Background: The relationships between hoarding disorder (HD) and other neurological and psychiatric disorders remain largely unknown. Although psychiatric burden in those with HD is high, less is known about neurological disorders. Furthermore, which disorders are primarily associated with HD vs which can be better explained via a relationship with another disorder has not been determined. To address these questions, we examined comorbidity patterns of psychiatric and neurological disorders in a large online registry of adults using network analyses.
Methods: We first examined psychiatric comorbidity among 252 participants completing clinician administered psychiatric assessments.

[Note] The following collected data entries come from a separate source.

PR #4197, opened 2025-03-19
Restore scipy skipifs removed in #4172

jabraham17:
Restores the scipy skipifs that were removed in #4172, as they are still needed.


drculhane (approved):
My mistake.  Thank you for catching that.

ajpotts (approved):

PR #4204, opened 2025-03-24
Closes #4203: Fix max_bits on multidimensional arrays

### LINKED ISSUE #4203: Fix max_bits on multidimensional arrays
There have been issues with trying to get the number of max_bits or set the number of max_bits on multidimensional bigint arrays. Ultimately the issues seem to stem from trying to do `toSymEntry` on a `GenSymEntry` when the number of dimensions is greater than one. There are other places where this is done on other things as well (casting a multidimensional array of one type to another type), so fixing this may open avenues for solving other problems as well.

1RyanK:
For some reason, `toSymEntry` has an input `param dimensions = 1`, but no call (that I've seen) ever changes that. Trying to rework it so that it doesn't need that and will just automatically convert it to whatever dimension is in ndim (an attribute of `GenSymEntry`) seems impossible (I tried, which is maybe not saying much). It seems to need to know at compile time what kind of `SymEntry` it is returning. Engin pointed out that this is solved by `instantiateAndRegister` (or just `registerCommand` if that's all that's necessary).

This can probably be applied to many other instances where a call to `toSymEntry` exists (e.g. I saw some in casting). This may not fix all of them, but this alone should fix most of them and some further tweaking should be possible on the others.

Since fixing all the ones in `BigIntMsg.chpl`, this also fixes the issue from before where converting multidimensional bigint arrays to and from numpy caused errors without so much reshaping.

Closes #4203: Fix max_bits on multidimensional arrays

### DIFF
--- a/arkouda/numpy/pdarraycreation.py
+++ b/arkouda/numpy/pdarraycreation.py
@@ -237,14 +237,17 @@ def array(
     if (a.dtype == bigint or dtype == bigint) and a.ndim in get_array_ranks() and a.ndim > 1:
         sh = a.shape
         try:
-            a = a.reshape(a.size)
             # attempt to break bigint into multiple uint64 arrays
             # early out if we would have more uint arrays than can fit in max_bits
             early_out = (max_bits // 64) + (max_bits % 64 != 0) if max_bits != -1 else float("inf")
             while (a != 0).any() and len(uint_arrays) < early_out:
                 low, a = a % 2**64, a // 2**64
                 uint_arrays.append(array(np.array(low, dtype=np.uint), dtype=akuint64))
-            return bigint_from_uint_arrays(uint_arrays[::-1], max_bits=max_bits).reshape(sh)
+            # If uint_arrays is empty, this will create an empty ak array and reshape it.
+            if not uint_arrays:
+                return zeros(size=sh, dtype=bigint, max_bits=max_bits)
+            else:
+                return bigint_from_uint_arrays(uint_arrays[::-1], max_bits=max_bits)
         except TypeError:
             raise RuntimeError(f"Unhandled dtype {a.dtype}")
 
@@ -436,11 +439,11 @@ def bigint_from_uint_arrays(arrays, max_bits=-1):
     if not arrays:
         return create_pdarray(
             generic_msg(
-                cmd="big_int_creation",
+                cmd="big_int_creation<bigint,1>",
                 args={
                     "arrays": arrays,
                     "num_arrays": len(arrays),
-                    "len": 0,
+                    "shape": (0,),
                     "max_bits": max_bits,
                 },
             )
@@ -461,11 +464,11 @@ def bigint_from_uint_arrays(arrays, max_bits=-1):
 
     return create_pdarray(
         generic_msg(
-            cmd="big_int_creation",
+            cmd=f"big_int_creation<bigint,{arrays[0].ndim}>",
             args={
                 "arrays": arrays,
                 "num_arrays": len(arrays),
-                "len": arrays[0].size,
+                "shape": arrays[0].shape,
                 "max_bits": max_bits,
             },
         )
@@ -543,11 +546,6 @@ def zeros(
 
     if isinstance(shape, tuple) and len(shape) == 0:
         raise ValueError("size () not currently supported in ak.zeros.")
-
-    if ndim != 1 and max_bits is not None:
-        raise ValueError(
-            f"max_bits is not currently supported for {ndim}D pdarrays in ak.zeros, ak.ones, ak.full."
-        )
 
     repMsg = generic_msg(cmd=f"create<{dtype_name},{ndim}>", args={"shape": shape})
 
@@ -686,11 +684,6 @@ def full(
 
     if isinstance(shape, tuple) and len(shape) == 0:
         raise ValueError("size () not currently supported in ak.full.")
-
-    if ndim != 1 and max_bits is not None:
-        raise ValueError(
-            f"max_bits is not currently supported for {ndim}D pdarrays in ak.zeros, ak.ones, ak.full."
-        )
 
     repMsg = generic_msg(cmd=f"create<{dtype_name},{ndim}>", args={"shape": shape})
 
--- a/src/BigIntMsg.chpl
+++ b/src/BigIntMsg.chpl
@@ -16,18 +16,24 @@ module BigIntMsg {
     private config const logChannel = ServerConfig.logChannel;
     const biLogger = new Logger(logLevel, logChannel);
 
-    proc bigIntCreationMsg(cmd: string, msgArgs: borrowed MessageArgs, st: borrowed SymTab): MsgTuple throws {
+    @arkouda.instantiateAndRegister("big_int_creation")
+    proc bigIntCreationMsg(cmd: string, msgArgs: borrowed MessageArgs,
+                           st: borrowed SymTab, type array_dtype,
+                           param array_nd: int): MsgTuple throws
+        where (array_dtype == bigint) {
         param pn = Reflection.getRoutineName();
         var repMsg: string;
 
         var num_arrays = msgArgs.get("num_arrays").getIntValue();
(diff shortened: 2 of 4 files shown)


e-kayrakli:
It seems like the new-ish function registration mechanism is designed for exactly this reason. Array's dimensionality is part of its type in Chapel, and thus, has to be known at compile time. Same story with the type of its elements. Historically, this requirement, and Arkouda's dynamic nature required a lot of boilerplate to be written into the server to be able to handle many combination of types. The addition of multidim capabilities was just another dimension in this exponential list of types for which one had to write code in the server. That makes things much more unmaintainable. Therefore, (and powered by the ongoing Chapel compiler rework effort, "dyno") the function registration mechanism was implemented. I recommend checking out [this documentation](https://bears-r-us.github.io/arkouda/developer/ADDING_FEATURES.html#adding-functionality-to-the-arkouda-server) for more info on that.

Meanwhile, I prototyped get_max_bits with that infrastructure. You can see my branch in https://github.com/Bears-R-Us/arkouda/compare/master...e-kayrakli:arkouda:bigint-register. As you can see, the code is actually reduced while also adding support for multidimensional arrays. That's the direction we'd like to take Arkouda server for improving its maintainability and extensibility.

You may see that that branch also modifies the registration script to enable registering BigInt functions as they are integral to the Arkouda.

I strongly recommend reverting the server changes here as they take us in the opposite direction we want to go, and applying similar modernization in my patch to other BigInt functions to be able to support the desired functionality. Needless to say, I'd be happy to help and interested in hearing whether there are any blockers along the way in the other functions.

1RyanK:
@e-kayrakli 
> It seems like the new-ish function registration mechanism is designed for exactly this reason. Array's dimensionality is part of its type in Chapel, and thus, has to be known at compile time. Same story with the type of its elements. Historically, this requirement, and Arkouda's dynamic nature required a lot of boilerplate to be written into the server to be able to handle many combination of types. The addition of multidim capabilities was just another dimension in this exponential list of types for which one had to write code in the server. That makes things much more unmaintainable. Therefore, (and powered by the ongoing Chapel compiler rework effort, "dyno") the function registration mechanism was implemented. I recommend checking out [this documentation](https://bears-r-us.github.io/arkouda/developer/ADDING_FEATURES.html#adding-functionality-to-the-arkouda-server) for more info on that.
> 
> Meanwhile, I prototyped get_max_bits with that infrastructure. You can see my branch in [master...e-kayrakli:arkouda:bigint-register](https://github.com/Bears-R-Us/arkouda/compare/master...e-kayrakli:arkouda:bigint-register). As you can see, the code is actually reduced while also adding support for multidimensional arrays. That's the direction we'd like to take Arkouda server for improving its maintainability and extensibility.
> 
> You may see that that branch also modifies the registration script to enable registering BigInt functions as they are integral to the Arkouda.
> 
> I strongly recommend reverting the server changes here as they take us in the opposite direction we want to go, and applying similar modernization in my patch to other BigInt functions to be able to support the desired functionality. Needless to say, I'd be happy to help and interested in hearing whether there are any blockers along the way in the other functions.

That makes a lot of sense. I will change things over to doing it that way.

That being said - would it make more sense to put `BigIntMsg.chpl` in the `ServerModules.cfg` rather than `DEFAULT_MODS`? I don't see a huge difference in how those two things are treated, but I see a lot of things like `<something>Msg.chpl` in `ServerModules.cfg` and `DEFAULT_MODS` sounds like it would be the bare bones of what's required.

And should we remove `MaxArrayDims` from `ServerConfig.chpl` entirely? I think it's only in that file twice and apparently in `ManipulationMsg.chpl` but I'm not sure why if it wasn't being set before. It feels like the usage in `ManipulationMsg.chpl` could be done Python-side.

e-kayrakli:
> That being said - would it make more sense to put BigIntMsg.chpl in the ServerModules.cfg rather than DEFAULT_MODS? I don't see a huge difference in how those two things are treated, but I see a lot of things like <something>Msg.chpl in ServerModules.cfg and DEFAULT_MODS sounds like it would be the bare bones of what's required.

My take (and I don't have a good historical context for this) is that the `bigint` type is an integral part of Arkouda. Whether the server supports bigints is determined by the `registration-config.json` file. Whereas `ServerModules.cfg` cover modules that are more optional features of the server. I am relatively certain that `DEFAULT_MODS` is not something that's generally important -- it is just an implementation detail of the registration scripts. All that being said, I don't have a strong opinion as to whether `BigIntMsg` should be in `ServerModules.cfg`. I wonder what @ajpotts thinks.

> And should we remove MaxArrayDims from ServerConfig.chpl entirely? I think it's only in that file twice and apparently in ManipulationMsg.chpl but I'm not sure why if it wasn't being set before. It feels like the usage in ManipulationMsg.chpl could be done Python-side.

This is an interesting tradeoff, IMO. On one hand, it is extra maintenance to carry this variable around, with what looks like a very limited usage as you noted. On the other, it can provide additional level of resilience for the server. Silent server crashes has been an issue where we are trying to reduce. Functions making error checking on the server side could be seen as increased resilience and worthwhile. We could consider using `maxArrayDims` in the function registeration mechanism where these checks are generated automatically for the functions registered, for example. Based on this, I have a slight preference for keeping it and using that variable more in the server. Note that checks based on this variable have no impact on execution time. It may increase compilation time a bit, though. I'd like to see what @ajpotts thinks on this matter, too.

ajpotts:
I think `BigIntMsg.chpl` should be in the `ServerModules.cfg`.  `OperatorMsg` is `ServerModules.cfg`, even though it contains the binops which are pretty fundamental.  Plus, I think it's easier to maintain to have them all listed in a single file.

ajpotts:
I actually think we should remove `MaxArrayDims` from `ServerConfig.chpl`, but not until we refactor the only function using it (`expand_dims`) to use the compiled ranks instead.  I suspect this variable is a hold-over from the previous registration mechanism that has been deprecated.  I agree we need more error handling for the compiled ranks in general.  The problem with using the `MaxArrayDims` is that it doesn't account for non-contiguous ranks (for example, `[1,2,5]`), so any rank checking based on this variable would be incomplete.

arkouda/numpy/pdarraycreation.py
```diff
@@ -237,14 +237,17 @@ def array(
...
             # attempt to break bigint into multiple uint64 arrays
             # early out if we would have more uint arrays than can fit in max_bits
             early_out = (max_bits // 64) + (max_bits % 64 != 0) if max_bits != -1 else float("inf")
             while (a != 0).any() and len(uint_arrays) < early_out:
                 low, a = a % 2**64, a // 2**64
                 uint_arrays.append(array(np.array(low, dtype=np.uint), dtype=akuint64))
-            return bigint_from_uint_arrays(uint_arrays[::-1], max_bits=max_bits).reshape(sh)
+            # If uint_arrays is empty, this will create an empty ak array and reshape it.
+            if not uint_arrays:
+                return bigint_from_uint_arrays(uint_arrays[::-1], max_bits=max_bits).reshape(sh)
```
ajpotts, line 248: Can you use `zeros` here and avoid the reshape?

ajpotts (approved):
Love it!  Thanks for figuring this one out.

arkouda/numpy/pdarraycreation.py
1RyanK: Done!

src/BigIntMsg.chpl
```diff
@@ -1,4 +1,5 @@
 module BigIntMsg {
+    use CommandMap;
```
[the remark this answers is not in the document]
1RyanK: Done!

arkouda/numpy/pdarraycreation.py
ajpotts: Thanks!

src/BigIntMsg.chpl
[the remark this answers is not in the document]
ajpotts: Thanks!

jaketrookman (approved):
Looks good

ajpotts (approved):

PR #4208, opened 2025-03-25
Closes 4206:  add install-pytables to Makefile

ajpotts:
This PR adds the ability to install `pytables` from source with a makefile command `make install-pytables`.  It also adds tests the CI.  In the case of almalinux, the `make install-hdf5` is moved to coincide as it is a dependency of `pytables` that cannot be installed with `dnf` on the current container version.

Closes 4206:  add install-pytables to Makefile

### DIFF
--- a/.github/workflows/CI.yml
+++ b/.github/workflows/CI.yml
@@ -161,15 +161,6 @@ jobs:
         retry_on: error
         command: |
           make install-arrow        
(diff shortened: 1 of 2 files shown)


1RyanK (approved):
Looks good!

jaketrookman (approved):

Using the Brain Health Registry (BHR) (N = 15,978), we next analyzed prevalence of self-reported neurological and psychiatric disorders among participants with no/minimal hoarding, subclinical hoarding, and clinically significant hoarding and used network analyses to identify direct and indirect relationships between HD and the assessed psychiatric and neurological disorders.
Results: The most prevalent comorbidity in clinically assessed participants with HD was major depressive disorder (MDD, 62%), followed by generalized anxiety disorder (GAD, 32%). Network analyses in the BHR indicated that the strongest direct relationships with HD were attention-deficit hyperactivity disorder (ADHD), major depressive disorder (MDD), and obsessive-compulsive disorder (OCD). The relationships between HD and neurological disorders, including mild cognitive impairment, were weak or non-existent after controlling for other disorders.
Conclusions: ADHD, MDD, and OCD form a triad of psychiatric disorders directly associated with HD. Despite their high comorbidity rates, the associations among anxiety disorders and HD were weak or indirect.